Stored data entries
PR #37780, opened 2024-01-17
bump hawk to include the :times option

qnkhuat:
Bump hawk so we can stress test to run multiple times with the `:times` option.

using it like so
```bash
clj -X :dev:test :only test-vars :times 10
```
this will run `test-vars` 10 times. 
test-var can be a namespace, or a single test, or a list of tests.

You can also use this option on GA UI, see https://github.com/metabase/metabase/pull/35919 for how

The option was implemented in https://github.com/metabase/hawk/pull/16


crisptrutski (approved):
Confirmed the SHA matched the corresponding commit to hawk trunk

Issue #38445, opened 2024-02-05
Add connection impersonation to Redshift


luizarakaki:
We support connection impersonation for Snowflake and Postgres. We can extend support to Redshift too.

It behaves slightly differently from Postgres as it uses `SET SESSION AUTHORIZATION` and passes usernames instead of roles.

[Product doc](https://www.notion.so/metabase/Add-impersonation-to-Redshift-5fd1d93fba3b4a9683241ad3729a9041?pvs=4)
```[tasklist]
### Tasks
- [x] [BE] Tweak driver to use `set session authorization`
- [x] [FE] Change copy: replace "role" with "user"
```

marcoquerque:
In general, what are your thoughts on requiring the redshift user in metabase be a super user to use this?

luizarakaki:
Redshift connection impersonation uses `SET SESSION AUTHORIZATION`.

To run this command, the connection must use superuser

marcoquerque:
And what is our general thoughts on the metabase redshift user being a superuser? are we concerned from a security perspective - can we confidently say every query will use this?

luizarakaki:
Queries from users in groups with impersonated connection, yes. But admins are never impersonated, so at least queries run by admin won't use this.

calherries:
Pretty sure this is closed by https://github.com/metabase/metabase/pull/38530, so I'm closing this to get it into the release notes. Please yell at me if not

PR #38475, opened 2024-02-06
Connection Impersonation for Redshift

noahmoss:
Backend for https://github.com/metabase/metabase/issues/38445

Adds support for connection impersonation for Redshift on the backend. Pretty similar to postgres, just with different syntax for setting the role (or user, in this case) on the connection.

### DIFF
--- a/enterprise/backend/test/metabase_enterprise/advanced_permissions/driver/impersonation_test.clj
+++ b/enterprise/backend/test/metabase_enterprise/advanced_permissions/driver/impersonation_test.clj
@@ -109,10 +109,10 @@
                                "CREATE TABLE PUBLIC.table_with_access (x INTEGER NOT NULL);"
                                "CREATE TABLE PUBLIC.table_without_access (y INTEGER NOT NULL);"
                                "DROP USER IF EXISTS \"impersonation.user\";"
-                               "CREATE USER \"impersonation.user\";"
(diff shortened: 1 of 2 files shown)


noahmoss:
* `master`
  * **PR #38475** <a href="https://app.graphite.dev/github/pr/metabase/metabase/38475?utm_source=stack-comment-icon" target="_blank">Graphite</a>  👈

This [stack of pull requests](https://stacking.dev/?utm_source=stack-comment) is managed by [Graphite](https://app.graphite.dev/github/pr/metabase/metabase/38475?utm_source=stack-comment).

enterprise/backend/test/metabase_enterprise/advanced_permissions/driver/impersonation_test.clj
```diff
@@ -97,6 +97,42 @@
                          mt/process-query
                          mt/rows))))))))))
 
+(deftest conn-impersonation-test-redshift
```
noahmoss, line 100: These individual driver tests are in the generic `metabase-enterprise.advanced-permissions.driver.impersonation-test` because they need to be in an EE namespace to use the `with-impersonations` macro, and we don't have driver-specific EE test namespaces already.

If we add a lot more drivers we can rethink the organization but I'm sticking this one here too for the time being.

luizarakaki (approved):
reviewed with Noah

qwef (approved):
lgtm

PR #38476, opened 2024-02-06
[MLv2] Add description and fingerprint to `displayInfo` for columns

bshepherdson:
If present. Also adds these fields to the TS types.

### DIFF
--- a/frontend/src/metabase-lib/types.ts
+++ b/frontend/src/metabase-lib/types.ts
@@ -135,9 +135,10 @@ type TableInlineDisplayInfo = Pick<
 
 export type ColumnDisplayInfo = {
   name: string;
+  description?: string;
   displayName: string;
   longDisplayName: string;
-  semanticType: string;
+  semanticType: string | null;
   effectiveType: string;
 
   isCalculated: boolean;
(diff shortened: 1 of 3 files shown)


bshepherdson:
* `master`
  * **PR #38476** <a href="https://app.graphite.dev/github/pr/metabase/metabase/38476?utm_source=stack-comment-icon" target="_blank">Graphite</a>  👈

This [stack of pull requests](https://stacking.dev/?utm_source=stack-comment) is managed by [Graphite](https://app.graphite.dev/github/pr/metabase/metabase/38476?utm_source=stack-comment).

src/metabase/lib/field.cljc
```diff
@@ -307,6 +307,12 @@
    ;; because the query processor doesn't produce nested display-names.
    {:display-name (lib.metadata.calculation/display-name query stage-number field-metadata)
     :long-display-name (lib.metadata.calculation/display-name query stage-number field-metadata :long)}
+   ;; Include description and fingerprint if they're present on the column. Only proper fields or columns from a model
+   ;; have these, not aggregations or expressions.
+   (when-let [description (:description field-metadata)]
+     {:description description})
+   (when-let [fingerprint (:fingerprint field-metadata)]
+     {:fingerprint fingerprint})
```
snoe, line 315: It would be nice to have a test for this - will this map convert to js properly?

snoe (approved):

src/metabase/lib/field.cljc
bshepherdson: It does, but it certainly doesn't hurt to test it. Doubly so as a couple of the keys are weird, like `"nil%"`.

bshepherdson: :sheep: Actually I found a bug by adding this test - the `displayInfo` keys are all converted to `camelCase` so while the `nil%` goes through intact, multi-word keys like `:distinct-count` become `"distinctCount"`, which doesn't match the fingerprint type used elsewhere.

I've updated the TS types accordingly.

PTAL, there's a fair chunk of new BE and FE code.

frontend/src/metabase-lib/types.ts
```diff
@@ -135,6 +135,7 @@ type TableInlineDisplayInfo = Pick<
 
 export type ColumnDisplayInfo = {
   name: string;
+  description?: string;
   displayName: string;
   longDisplayName: string;
   semanticType: string;
```
romeovs, line 141: Only tangentially related, but I've found that `semanticType` can be `null`.

snoe (approved):

PR #38481, opened 2024-02-06
[MLv2] Migrate `usesMetric` using new question filter from the `GET /api/card` endpoint

### LINKED ISSUE #37510: [MLv2] [FE] Migrate `usesMetric`
Blocked by https://github.com/metabase/metabase/issues/37688

https://github.com/metabase/metabase/blob/ba9375171cd4b43a61f2eab082e2377348e2881b/frontend/src/metabase-lib/Question.ts#L561

Similar to https://github.com/metabase/metabase/issues/37511

nemanjaglumac:
Prerequisite for this PR was https://github.com/metabase/metabase/issues/37688. It's been merged to `master`.

### What does this PR do?
Migrates `usesMetric` method on the `Question` prototype using new question filter from the `GET /api/card endpoint`

It achieves this by relying on our entities framework, and by directly loading filtered questions using `Questions.loadList()`.
Both the selector `getMetricQuestions` and the Question method `usesMetric ` are not needed anymore so this PR removes them.

### How to test?
- Create at least one metric[^1]
- Create a few questions that use that metric and save them
- Navigate to `/reference/metrics/:metric-id/questions` and make sure that only questions that use this segment are displayed
- Additionally, all tests should still pass
image

Resolves #37510

[^1]: https://www.metabase.com/docs/latest/data-modeling/segments-and-metrics

### DIFF
--- a/frontend/src/metabase/reference/metrics/MetricQuestions.jsx
+++ b/frontend/src/metabase/reference/metrics/MetricQuestions.jsx
@@ -49,6 +49,12 @@ const mapDispatchToProps = {
   ...metadataActions,
 };
 
+const getDescription = question => {
+  const timestamp = moment(question.getCreatedAt()).fromNow();
+  const author = question.getCreator().common_name;
+  return t`Created ${timestamp} by ${author}`;
+};
+
 export const MetricQuestions = ({ style, table, metric, metadata }) => {
   const {
     data = [],
@@ -72,20 +78,14 @@ export const MetricQuestions = ({ style, table, metric, metadata }) => {
             <div className="wrapper wrapper--trim">
               <List>
                 {data.map(question => {
-                  const card = question.card();
-                  return (
-                    question.id() &&
-                    question.displayName() && (
-                      <ListItem
-                        key={question.id()}
-                        name={question.displayName()}
-                        description={t`Created ${moment(
-                          card.created_at,
-                        ).fromNow()} by ${card.creator.common_name}`}
-                        url={Urls.question(card)}
-                        icon={visualizations.get(question.display()).iconName}
-                      />
-                    )
+                  question.id() && question.displayName() && (
+                    <ListItem
+                      key={question.id()}
+                      name={question.displayName()}
+                      description={getDescription(question)}
+                      url={Urls.question(question.card())}
+                      icon={visualizations.get(question.display()).iconName}
+                    />
                   );
                 })}
               </List>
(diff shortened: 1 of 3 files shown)


kamilmielnik:
Both review comments I posted in #38500 apply here as well.

frontend/src/metabase/reference/metrics/MetricQuestions.jsx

Task prompt:
The answer should contain only the lines from the first line of the entries through the line holding "this will run", each exactly as written.

Result of the exercise:
PR #37780, opened 2024-01-17
bump hawk to include the :times option

qnkhuat:
Bump hawk so we can stress test to run multiple times with the `:times` option.

using it like so
```bash
clj -X :dev:test :only test-vars :times 10
```
this will run `test-vars` 10 times. 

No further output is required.